Because of increased financial stress and anxiety, domestic violence rates increased significantly during pandemic lockdowns.[1] Unfortunately, the domestic violence rate has continued to increase since 2020. The exact rate of increase varies, largely depending on who you ask.
Other things are more certain in this area. For example, domestic violence usually has criminal and civil consequences. Most law enforcement agencies have mandatory arrest policies. If officers suspect domestic violence occurred, the aggressor immediately goes to jail. Additionally, officers must usually inform victims of their right to obtain a protective order in civil court.

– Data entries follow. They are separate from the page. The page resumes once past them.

PR #4921, opened 2026-07-13
fix(factory): evict sender when an action panics during minting

envestcc:
#4840 recovers panics on the mint path so a doomed draft cannot crash the process, and #4920 extends the same recover to `ValidateBlock`. Neither removes the offending action from the pool, though: today a panic while `runAction` executes a single pending action unwinds past the sender-eviction logic in `validateAndRun` and is only caught by the mint goroutine's top-level recover, discarding the whole draft. The same action is then picked up again on the next mint attempt.

This adds a recover scoped to the single-action `runAction` call during minting, converting the panic into an ordinary error so it flows through the existing default-error handling in `validateAndRun` — which already evicts the sender from the pool before the draft is abandoned for any other unexpected error.

- Still discards this draft (unchanged behavior), but the sender no longer stays in the pool to be retried on the next mint attempt — a repeated failure loop becomes a one-time lost draft.
- No apply-semantics change, so this needs no fork gate.
- Adds a `iotex_mint_action_panics_total` metric and a regression test.

### DIFF
--- a/state/factory/blockpreparer.go
+++ b/state/factory/blockpreparer.go
@@ -26,9 +26,15 @@ var _validateBlockPanicMtc = prometheus.NewCounter(prometheus.CounterOpts{
 	Help: "Number of panics recovered while validating a proposed block (the block was rejected; process kept alive).",
 })
 
+var _mintActionPanicMtc = prometheus.NewCounter(prometheus.CounterOpts{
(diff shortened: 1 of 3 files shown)


guo (approved):
Reviewed the rebased head. The mint-path panic recovery and sender eviction are correctly scoped, and the focused regression coverage passes.

PR #4922, opened 2026-07-13
feat(rewarding): add AutoDeposit compound bridge for IIP-59 (PR 4.6)

envestcc:
## Summary

Adds a read-only bridge to the on-chain AutoDeposit contract so the (upcoming) PR 3' rework of `distributeVoterReward` can decide per-voter compound-vs-credit routing at epoch reward distribution time, per IIP-59 §3.6.

Structural clone of PR 4.5's `delegateprofile.Bridge` — same shape, same ContractReader interface, same per-item fallback discipline — so both on-chain reads present a uniform surface.

## What lands

**New package `action/protocol/rewarding/autodeposit`**

- `Bridge` wraps a pinned contract deployment; `LookupBucket(ctx, reader, voter)` returns `(bucketID, present, err)`.
- `ContractReader` is package-local so tests can supply a fake without pulling the EVM simulator into scope.
- `Route` / `Decision` types match IIP-59 §3.5's `DelegateDistributed.routings[]` wire encoding, giving PR 4.7 a single source of truth.
- `IsBucketEligibleForCompound` applies §3.6 preconditions 2–4 (bucket exists, is native, `AutoStake==true`, currently active, `Owner==voter`). Precondition 1 (positive bucket ID) is enforced inside `LookupBucket`.

**Semantics**

Per IIP-59 §3.6 the drain path must not halt on a single voter's malformed registration:

| Contract returns | `LookupBucket` result |
|---|---|
| positive int256 fitting in uint64 | `(id, true, nil)` |
| zero, negative, or > 2⁶³−1 | `(0, false, nil)` — silent fallback to credit |
| ABI drift / RPC error / nil reader / nil voter | `(0, false, err)` — wiring bug, hard error |

**Genesis**

- New `Blockchain.AutoDepositContractAddress` field, default empty. Empty means compound routing is inactive and every voter share is credited to `unclaimedBalance` for pull-claim — functionally identical to legacy behaviour, so no fork gate churn.

**Staking**

- Exported `VoteBucket.IsUnstaked()` and `IsNative()` wrappers on top of the existing unexported predicates, so the `autodeposit` eligibility helper doesn't have to duplicate staking-internal invariants.

## Explicit non-goals

- No `AddDeposit` invocation. Applying the compound (mutating bucket state) is PR 3''s job via staking's native `handler_stake_add_deposit.go` path.
- No poll integration. Unlike DelegateProfile, AutoDeposit is read **live at drain time**, not frozen at `PutPollResult`.
[...]

PR #45, opened 2018-08-24
Try again

Frankonly:
#42

PR #4923, opened 2026-07-13
feat(rewarding): add DelegateDistributed batched log encoder (IIP-59 PR 4.7)

envestcc:
## Summary

Adds the encoder primitives for IIP-59 §3.2's per-delegate batched `DelegateDistributed` receipt log. `distributeToVoters` (PR 3', upcoming) will call `Pack` once per delegate at epoch close and wrap the returned `(topics, data)` into an `*action.Log`.

Batching keeps total epoch-last-block logs bounded by `|topDelegates| + |orphanDrain|` (~200) regardless of voter count, avoiding receipt-trie bloat under load (top 100 delegates × ~2k voters each).

Structural sibling of PR 4.5 (\`delegateprofile\`) and PR 4.6 (\`autodeposit\`) — same minimal-ABI package shape, same discipline about where the seam lands.

## What lands

**New package \`action/protocol/rewarding/distributedlog\`**

- \`Pack(EventArgs) → (action.Topics, []byte, error)\` produces the exact wire layout an EVM-emitted \`DelegateDistributed\` event would produce, so \`eth_getLogs\` clients (and PR #45's off-chain verifier) decode with stock \`ethers.js\` / \`web3.py\` against the same ABI.
- \`EventArgs\` mirrors §3.2's Solidity signature field-for-field: \`Epoch(indexed)\` + \`Delegate(indexed)\` + \`RewardAddr\` + \`TotalCommission\` + \`TotalVoterPool\` + \`SnapshotHash\` + \`Voters[]\` + \`Amounts[]\` + \`Routings[]\`.
- \`Routings[]\` reuses \`autodeposit.Route\` verbatim — PR 4.6's enum is the single source of truth for the credit/compound wire encoding.
- \`SnapshotHash(voters, weights)\` computes the \`bytes32\` digest of a delegate's frozen voter list, domain-separated (\`iip59.delegatedistributed.snapshot.v1\`) so verifiers can pin the exact bytes and it cannot collide with same-layout hashes from other contexts.

## Semantics

Hard-error on caller-side wiring bugs:

| Condition | Error |
|---|---|
| nil \`Delegate\` / \`RewardAddr\` / any \`Voters[i]\` | \`ErrNilAddress\` |
| nil \`TotalCommission\` / \`TotalVoterPool\` / any \`Amounts[i]\` | \`ErrNilBigInt\` |
| \`len(Voters) != len(Amounts) != len(Routings)\` | \`ErrParallelArrayLengthMismatch\` |

The encoder is not a consensus path, so there is no per-item to degrade — loud failure surfaces PR 3' bugs. **Empty voter list is NOT an error**: a delegate with zero voters still emits a log for observability, per §3.2's \"one log per delegate\".

## Explicit non-goals

- **No \`*action.Log\` construction.** Block context (height, action hash, protocol address) belongs to PR 3'. Mirrors PR 4.5 / 4.6 seams.
- **No event dispatch / subscription.** Encoder, not bus.
- **No proto message.** The event is ABI-encoded so decode-time behaviour is identical to a Solidity-emitted event.
- **No orphan-drain log variant.** §3.3's orphan drain emits the same shape; one encoder covers both call sites.
- **No \`foundationBonus\` field.** §3.5 leaves foundation bonus out of scope.

## Test plan

- [x] \`gofmt -l\` clean on touched files
- [x] \`go vet ./action/protocol/rewarding/distributedlog/...\` clean
- [x] \`go test ./action/protocol/rewarding/distributedlog/... -count=1 -v\` — 15 tests, all green
- [x] Regression \`go test ./action/protocol/rewarding/... ./action/...\` — 1104 tests across 31 packages, all green

Test coverage: happy path, zero voters, both parallel-length mismatch variants, nil-field variants (delegate/reward/commission/pool/per-voter address/per-voter amount), **selector pin** (golden 32 bytes so external verifiers can hard-code the same signature hash), full byte-level **round-trip** via the same ABI, and \`SnapshotHash\` determinism + empty-list constant + truncation semantics.

## Stack

Branched on top of \`iip-59/pr4.6-autodeposit-bridge\` (#4922) because this PR imports \`autodeposit.Route\` at the Go-module level. Once PR 4.6 merges to \`master\`, the base of this PR can be flipped to \`master\` without conflict.

- Depended on by: PR 3' (rework \`distributeVoterReward\`), PR #45 (off-chain verifier).
- Depends on: PR 4.6 (#4922).

### DIFF
--- a/action/protocol/rewarding/distributedlog/abi.go
+++ b/action/protocol/rewarding/distributedlog/abi.go
@@ -1,0 +1,35 @@
+// Copyright (c) 2026 IoTeX Foundation
+// This source code is provided 'as is' and no warranties are given as to title or non-infringement, merchantability
+// or fitness for purpose and, to the extent permitted by law, all liability for your use of the code is disclaimed.
+// This source code is governed by Apache License 2.0 that can be found in the LICENSE file.
+
+package distributedlog
+
+// abiJSON declares the single event this package encodes. Field ordering
+// and indexed flags mirror IIP-59 §3.2 exactly; off-chain verifiers pin
+// the selector derived from this signature.
+const abiJSON = `[
+	{
+		"anonymous": false,
+		"inputs": [
+			{"indexed": true,  "name": "epoch",           "type": "uint64"},
+			{"indexed": true,  "name": "delegate",        "type": "address"},
+			{"indexed": false, "name": "rewardAddr",      "type": "address"},
+			{"indexed": false, "name": "totalCommission", "type": "uint256"},
+			{"indexed": false, "name": "totalVoterPool",  "type": "uint256"},
+			{"indexed": false, "name": "snapshotHash",    "type": "bytes32"},
+			{"indexed": false, "name": "voters",          "type": "address[]"},
+			{"indexed": false, "name": "amounts",         "type": "uint256[]"},
+			{"indexed": false, "name": "routings",        "type": "uint8[]"}
+		],
+		"name": "DelegateDistributed",
+		"type": "event"
+	}
+]`
+
+// eventName is the event's ABI name; used for method lookup and error text.
+const eventName = "DelegateDistributed"
+
+// eventSignature is the canonical Solidity signature. keccak256 of this
+// string is Topics[0]. Kept as a const for the golden-selector test.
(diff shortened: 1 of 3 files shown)


envestcc:

PR #4924, opened 2026-07-13
feat(rewarding,staking): rework distributeVoterReward for IIP-59 (PR 3')

envestcc:
## Summary

PR 3' of the IIP-59 amended stack: wires the three read-side bridges landed
upstream into `GrantEpochReward` so opt-in delegates get their epoch share
split on-chain per IIP-59 §3.2.

For each opt-in delegate, the per-delegate loop now:

- Splits the epoch pool by the frozen commission basis points from the
  poll snapshot (PR 2').
- Allocates the voter pool proportionally by frozen voter weight in
  canonical (snapshot-order) sequence. Modular-division dust attaches to
  the last non-zero-weight voter so `sum(shares) == voterPool` exactly.
- Routes each per-voter share via the AutoDeposit bridge (PR 4.6): if the
  voter has a registered bucket and it passes `IsBucketEligibleForCompound`,
  the share is compounded via `staking.AddDepositForCompound` (new seam);
  otherwise credited to the voter's rewarding `unclaimedBalance`.
- Credits the delegate's commission to its reward address.
- Emits exactly one batched `DelegateDistributed` log per delegate via
  `distributedlog.Pack` (PR 4.7).

## Feature-flag matrix (honoured)

| `NoVoterRewardDistribution` | Opted-in? | AutoDeposit configured? | Behavior |
|---|---|---|---|
| true (pre-fork) | any | any | Legacy `grantToAccount(delegate.RewardAddr, full)` |
| false | false | any | Legacy (delegate opted out) |
| false | true | empty | Split runs; every voter → credit |
| false | true | non-empty | Split runs; per-voter bridge decides route |

## Consensus fallback

Per [feedback-consensus-fallback-vs-halt], malformed on-chain data (bridge
RPC error, bucket read error, ineligible bucket) downgrades the affected
voter to credit rather than halting the block — pure function of on-chain
state ⇒ same fallback on every validator ⇒ no fork. Wiring bugs (nil
staking protocol, log-encoder failure) still hard-fail.

## New

- `action/protocol/rewarding/voter_reward.go` — `distributeVoterReward` +
  `splitCommission` basis-points helper + `resolveAutoDepositReader`.
- `action/protocol/rewarding/voter_reward_test.go` — 14 tests covering
  `splitCommission` edge cases, fork gate, nil-input guards,
  missing-snapshot fallback, bridge-nil default, Option wiring.
- `action/protocol/staking/add_deposit_compound.go` — cross-protocol seam.
  Package-exported entry point for the rewarding-side compound path;
  skips the `handleDepositToStake` action-plumbing checks that PR 3' has
  already enforced. Does NOT emit a staking receipt log — the batched
  `DelegateDistributed` log is the single source of truth per delegate.

## Modified

- `action/protocol/rewarding/reward.go` — one call site + one branch
  inside `GrantEpochReward`'s per-delegate loop. `splitEpochReward` now
  also returns the filtered candidate list so callers see the same
  index domain as `addrs`/`amounts`.
- `action/protocol/rewarding/protocol.go` — `Option` type +
  `WithAutoDepositBridge` / `WithAutoDepositReader`. `NewProtocol`
  accepts `opts ...Option`; 11 existing call sites remain unchanged.
- `chainservice/builder.go` — construct `autodeposit.Bridge` from
  `Blockchain.AutoDepositContractAddress` at
  `registerRewardingProtocol`; empty string ⇒ nil bridge (compound
  routing inactive).

## Stack (four unmerged dependencies)

- iip-59/pr4.5-delegateprofile-bridge (#4912)
- iip-59/pr2-snapshot-writer (#4915)
- iip-59/pr4.6-autodeposit-bridge (#4922)
- iip-59/pr4.7-delegatedistributed-log (#4923) — this PR's merge base

`d7fe741f7` brings PR 2' into scope via a merge commit (no history rewrite).
Reviewers should focus on commits above the merge.

## Out of scope

- Block-reward folding + orphan drain — that lives in PR 4'.
- Voter-weight source population — snapshot `Entries` is still empty per
  PR 2' skeleton; the downstream degenerate branch pays the full amount
  as commission until the weight-source follow-up lands. Once weights
  are populated, distributeVoterReward already does the correct thing.

## Test plan

- [x] `go build ./...`
- [x] `go vet ./action/protocol/rewarding/... ./chainservice/...`
- [x] `go test ./action/protocol/rewarding/... -count=1` (91 passed)
- [x] `go test ./action/protocol/staking/... -count=1` (385 passed)
- [x] `go test ./blockchain/integrity/... -count=1` (16 passed)
- [ ] End-to-end integration test with populated voter snapshot
      (deferred to PR 5; requires the weight-source follow-up).

Refs iotexproject/iips#74


envestcc:

PR #252, opened 2018-10-02
adding back gorule 8, with warnings

dougli1sqrd:


kltm:
Let's punt on this until we can get a release out the door, unless this is a critical fix.

dougli1sqrd:
Sure thing. We would have to release and then update for this to get included in a new pipeline run anyway.

kltm:
Seems fine when the conflict is deescalated.

PR #255, opened 2018-10-06
add owlsim2 wrapper to drive monarch-app

kshefchek:
The goal of this PR is to replicate and replace the semantic search and phenotypic sufficiency scoring in the legacy monarch-app javascript API, specifically:

[compareEntities](https://github.com/monarch-initiative/monarch-legacy/blob/70c790/lib/monarch/api.js#L1218) -  Given a query and one or more target entities (such as a disease, genotype, gene), this will map them to their phenotypes and perform a phenotypic comparison

[searchByPhenotypeProfile](https://github.com/monarch-initiative/monarch-legacy/blob/70c790/lib/monarch/api.js#L948) - Returns phenotypically similar entities of a given type

[getInformationProfile](https://github.com/monarch-initiative/monarch-legacy/blob/70c790/lib/monarch/api.js#L816) - Compute annotation sufficiency score


kshefchek:
Combing through the owltools code and js implementation some notes:
1. Weighted negation is commented out for the simple score: https://github.com/monarch-initiative/monarch-legacy/blob/70c790/lib/monarch/api.js#L899, but the implementation makes sense.  I'm unsure why the code commented but I will include negation support in the ontobio code.
2. Negation is included in the categorical score, but is not weighted.  I would think we should down weight negated phenotypes, similar to above. See https://github.com/monarch-initiative/monarch-legacy/blob/70c790/lib/monarch/api.js#L906

cmungall (approved):
This is all clear and makes sense, thanks, merge when ready

PR #256, opened 2018-10-08
DOIs are no longer filtered

dougli1sqrd:


dougli1sqrd:
https://github.com/geneontology/go-site/issues/836

ontobio/io/assocparser.py
```diff
@@ -492,7 +492,8 @@ def _validate_id(self, id, line: SplitLine, allowed_ids=None, context=None):
             self.report.error(line.line, Report.INVALID_ID, id, "GORULE:0000027: must be CURIE/prefixed ID", rule=27)
             return False
 
-        if AssocParser.non_id_regex.search(id.split(":")[1]):
+        # we won't check IDs with doi prefix, everything else we want to check
+        if not id.lower().startswith("doi") and AssocParser.non_id_regex.search(id.split(":")[1]):
```
kltm: I'd argue that this is a fairly wasteful set of state machines. Doing something like a pre-compiled `/^doi\:/i` would get both without conversions and multiple calls.
On the side, I'm not sure DOI (upper) is a "correct" CURIE. It would be interesting to know if both are used.

kltm: I mention this as we have been talking about things that can boost the time marginally, but have large aggregate effects.

dougli1sqrd: Oh that makes sense. As far as correct upper/lower of DOI IDs, I think capitalized is definitely used (as seen here http://snapshot.geneontology.org/reports/fb-report.html#gorule-0000027). But perhaps we just should call it, and say that only lower case `doi` is allowed? Not sure what the right answer is there. (@cmungall, tagging in case you have a chance to weigh in at some point)

kltm: Go ahead and be insensitive for now, we can tune it later--we at least know what the intention was and can either fix or just deal.

dougli1sqrd:
@kltm I'm going to merge this unless there's anything else, thanks for the feedback earlier.

kltm:
NP. We'll revisit everything later.

PR #260, opened 2018-10-12
changing the ordering of the MGI double prefix patch to fix other dou…

dougli1sqrd:
…ble prefix IDs


kltm:
Assuming this code is db-xrefs lookup only.

PR #262, opened 2018-10-25
fixing subject and object extensions

dougli1sqrd:


kltm:
@dougli1sqrd This includes tests for passing through the isoform as-is?

PR #264, opened 2018-10-29
interacting taxon now parsed and passed through

dougli1sqrd:


kltm:
Looks good. Is there a test got `interacting_taxon` ingest?

dougli1sqrd:
The round trip test in `test_assoc_writer` has an interacting taxon

kltm:
Let's give it a whack.

PR #265, opened 2018-10-30
adding test_assoc_writer to makefile, correcting bugs re isoform output

dougli1sqrd:


dougli1sqrd:
This is @kltm: looks good; we'll retry tonight.

PR #270, opened 2018-11-07
fixing the taxon issue

dougli1sqrd:


dougli1sqrd:
From the gitter chat:
So, I’m still drilling into what’s going on with the pipeline missing date issues. For reference, normal process is we go from src —> valid —> gpi, where we use the gafparser to “re parse” the validated src. So: src —> [gafparser(src)] —> valid —> [gafparser(valid)] —> gpi. Something is happening in the second gaf parser on the valid data. In WB for example it ends up filtering all but 124 lines of the valid. This is what I’m drilling into see what the deal is.


okay, I think I know what the issue is. It’s the recent interacting taxon change. The code that writes the taxon out is including the pipe somehow? I’m investigating further what specifically the issue is. So, single taxons are being written out like taxon:1234| which fails the gaf parse step the second time around

PR #277, opened 2019-01-16
Networkx 2.0 migration

deepakunni3:
There are a few changes between networkx 1.x and networkx 2.x

This PR upgrades networkx dependency from 1.11 to 2.2.
It also makes the necessary changes across the Ontobio codebase.

**The official migration documentation:** https://networkx.github.io/documentation/stable/release/migration_guide_from_1.x_to_2.0.html

**Lessons learned (an unofficial migration documentation):**

* `graph.nodes_iter()` is now replaced with `graph.nodes()`
* `graph.edges_iter()` is now replaced with `graph.edges()`
* `graph.nodes()` will return an NodeView. Convert this to a list via `list(graph.nodes())`
* `graph.edges()` will return an EdgeDataView. Convert this to a list via `list(graph.edges())`
* `graph.edges()` will return a tuple of edges, `(u,v)`
* `graph.edges(data=True)` will return a 3-tuple, `(u,v,d)`
* `graph.add_node()` does not have `attr_dict` argument anymore. Instead, supply all properties of a node as keyword arguments. Similarly for `graph.add_edge()`
* To add a new property to a node,
```py
graph.nodes[n]['property_name'] = value
```

* To add a new property to an edge,
```py
# for a DiGraph
graph[u][v]['property_name'] = value
# for a MultiDiGraph
graph[u][v][0]['property_name'] = value
```

* Accessing edge properties,
```py
graph.get_edge_data(u, v)
```

* `networkx.neighbors()` method has been moved to `graph.neighbors()`

### DIFF
--- a/ontobio/io/ontol_renderers.py
+++ b/ontobio/io/ontol_renderers.py
@@ -219,7 +219,7 @@ class SimpleListGraphRenderer(GraphRenderer):
         for n in ontol.nodes():
             s += self.render_noderef(ontol, n, **args) + "\n"
             #for n2 in ontol.parents(n):
-            #    for _,ea in g[n2][n].items():
+            #    for _,ea in g.get_edge_data(n2,n).items():
             #        s += '  {} {}'.format(str(ea['pred']), self.render_noderef(ontol, n2, **args))
             #        s += "\n"
         return s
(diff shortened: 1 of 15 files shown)


cmungall:
A heroic effort!

We should bump up the minor version of ontobio for this

deepakunni3:
@cmungall Thanks!

Yes, that is a good idea. New version would be 1.7.0

dougli1sqrd:
I can release a new ontobio 1.7.0 when this hits master

deepakunni3:
@dougli1sqrd Thanks! 👍

Issue #203, opened 2018-07-23
Add GO aspect convenience methods


dustine32:
I keep finding myself rewriting the same is_mf, is_cc, is_bp, or get_aspect(term) functions. It'd be cool if ontobio just had these methods ready to go. I can add these myself.

Basic idea, which I could be oversimplifying so let me know, is to check a term's ancestors for presence of the root term. Example:

```
def is_molecular_function(go_term):
    mf_root = "GO:0003674"
    if go_term == mf_root:
        return True
    ancestors = ontology.ancestors(go_term)
    if mf_root in ancestors:
        return True
    else:
        return False
```

PR #281, opened 2019-01-23
Added GO aspect convenience methods for #203

dustine32:
Let me know if these are in the wrong place (`ontol.py`) or they're just, plain wrong.


deepakunni3:
@cmungall Would `get_isa_partof_closure` be a better name for that method? It seems to do exactly that.
We could also add `get_isa_closure` along with `get_isa_partof_closure`

ontobio/ontol.py
```diff
@@ -358,6 +358,73 @@ def node_type(self, id):
...
 
+    def get_ancestors(self, go_term):
+        """
+        Returns the ancestors from the is_a, part_of relation traversed GO subontology of go_term's ancestors.
+
+        subontology() primarily used here for speed when specifying relations to traverse.
+        """
+        ### BFO:0000050 = part of
+        ### I assume "subClassOf" = is a?
+        all_ancestors = self.ancestors(go_term)
```
deepakunni3: @dustine32 

If you call `self.ancestors(go_term, reflexive=True)` then you won't have to do `all_ancestors.append(go_term)` as the term itself is included in the list of ancestors returned by `self.ancestors()`.

dustine32: Thanks @deepakunni3 ! I'll try that option out.

dustine32:
Cool, thanks for the feedback! I'll reorganize this into a file under `utils/` and make those changes.

I do remember running into the MF-part_of-BP issue for this a while ago, causing MF terms to be erroneously identified as BPs. But I got around it by just asking if it was an MF first, though `is_biological_process` would still be left saying an MF's a BP. I'll try limiting this to just use the 'is a' relation.

ontobio/ontol.py
```diff
@@ -358,6 +358,73 @@ def node_type(self, id):
         """
         return self.node(id)['type']
 
+    def get_ancestors(self, go_term):
+        """
+        Returns the ancestors from the is_a, part_of relation traversed GO subontology of go_term's ancestors.
+
+        subontology() primarily used here for speed when specifying relations to traverse.
```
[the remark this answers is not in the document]
dustine32: Yeah, I figured this out a long time ago so it might've changed (or cache is messing me up), but specifying relations without using `subontology` first will calculate the filtered graph using the whole GO ontology rather than just the smaller subset of "all relations" ancestors of a node.

Like, specifiying relations requires looking at edge properties (in `ontol.get_filtered_graph()`) whereas not just cares that an edge is there. Does this make sense?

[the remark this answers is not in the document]
deepakunni3: Thank you @dustine32 
Yes, I see the difference and where the bottleneck is 👍

ontobio/ontol.py
dustine32: Yep, it worked!

dustine32:
I think these changes are ready to go. I now have this in `util/go_utils.py` and I'm only traversing the graph through is_a relations. @cmungall @deepakunni3 Let me know if I missed anything. Thanks!

dustine32:
Awesome thanks!

PR #545, opened 2016-01-01
ufw: add page

Torild:


waldyrious:
Thanks for your contribution! A suggestion: how about adding [the meaning of ufw](https://en.wikipedia.org/wiki/Uncomplicated_Firewall) in the main description? That would help people memorize the command.

Torild:
Sure thing. I changed the description a bit

pages/linux/ufw.md
```diff
@@ -0,0 +1,23 @@
+## ufw
+
+> Ufw (Uncomplicated Firewall) is a frontend for iptables aiming to make configuration of a firewall easier
```
igorshubovych: Can be simplified

```markdown
> Uncomplicated Firewall
> frontend for iptables aiming to make configuration of a firewall easier
```

pages/linux/ufw.md
```diff
@@ -0,0 +1,23 @@
...
+
+`ufw enable`
+
+- Disable ufw
+
+`ufw disable`
+
+- Add ufw allow rule
+
+`ufw allow {{port or service name}}`
```
igorshubovych: Maybe split {{port or service name}}` into 2 examples.

waldyrious:
Are the last two examples technically correct? The first version of this PR suggested that the parameter could be either a port or a service name, not both. The new version suggests both can be passed. So what's the correct invocation?

Torild:
It can be either, not both

G570972680893:
А люди где?
2 янв. 2016 г. 16:30 пользователь "Torild" <notifications@github.com>
написал:

waldyrious:
In that case I suppose the example should be split it two to prevent confusion.

pages/linux/ufw.md
```diff
@@ -0,0 +1,24 @@
...
+
+`ufw disable`
+
+- Add ufw allow rule
+
+`ufw allow {{port}} {{service name}}`
+
+- Add ufw deny rule
+
+`ufw deny {{port}} {{service name}}`
```
igorshubovych: We earlier agreed to have argument names without spaces, so it should be
{{service_name}}

igorshubovych:
Check out linter. It says:

pages/linux/ufw.md:1: MD002 First header should be a h1 header
pages/linux/ufw.md:3: MD009 Trailing spaces

igorshubovych:
Also please squash commits.

waldyrious:
Don't forget to split the last two examples to make sure people don't get the impression they can pass both parameters simultaneously.

igorshubovych:
@Torild the page already looks good.
Could you please squash these 6 commits into one?
http://take.ms/uihhF

Here is the instruction on how to do it:
https://github.com/tldr-pages/tldr/blob/master/CONTRIBUTING.md#submitting-a-pull-request

Torild:
I squashed the commits and pushed them to my fork, but I'm not quite sure how to get them to show up here?

igorshubovych:
You have to do 

`git push --force`.

**IMPORTANT**
But be careful, check log (`git log`) of your branch, it should contain only one commit on top of checkout commit (since you did `git checkout -b`)

rubenvereecken:
Good stuff, thanks!

waldyrious:
@rubenvereecken how do we address the `{{port}}` vs `{{service_name}}` issue raised above, without exceeding the line count / max. number of examples? Use one for allow and another for deny? Would that be clear enough?

rubenvereecken:
You're right for raising the issue again @waldyrious, annoying I merged that in. We can do like you suggest, it's a bit confusing but it'll work. Too bad we don't use concrete examples anymore, otherwise we could have used "80" and "http" or something, well-known ports that make it easy to grasp for anyone.

waldyrious:
Perhaps if the descriptions mention the extra option, people can infer from the similarity how it can be composed otherwise.

PR #547, opened 2016-01-02
Add ssh-copy-id page

jdecool:


igorshubovych:
LGTM!

waldyrious:
So many cool and convenient commands out there! Thanks, LGTM as well :)

igorshubovych:
@waldyrious it is only Linux. But I installed this one with brew, which contains OpenBSD version:

@jdecool thank you for your contribution!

As the rate of domestic violence increases, the role of a Rochester criminal defense lawyer remains the same. Both parties have important legal rights in this area. Alleged victims have the right to seek protection, and defendants have the right to present their side of the story. An attorney is a strong voice for defendants in criminal and civil court cases.
Domestic Battery
Usually, domestic battery is a misdemeanor in New York. When possible, prosecutors enhance these charges to aggravated assault, a felony. The matter usually goes to a designated domestic violence court in both cases. Prosecutors in these courts have special training and, in many cases, access to additional resources.
Elements of the Case
Misdemeanor domestic battery is basically a harmful or offensive touch. Furthermore, the alleged victim must be in a protected class. Almost all domestic battery cases involve husbands and wives or estranged husbands and wives. Other protected classes include two people who are related by blood or marriage and current or former dating partners.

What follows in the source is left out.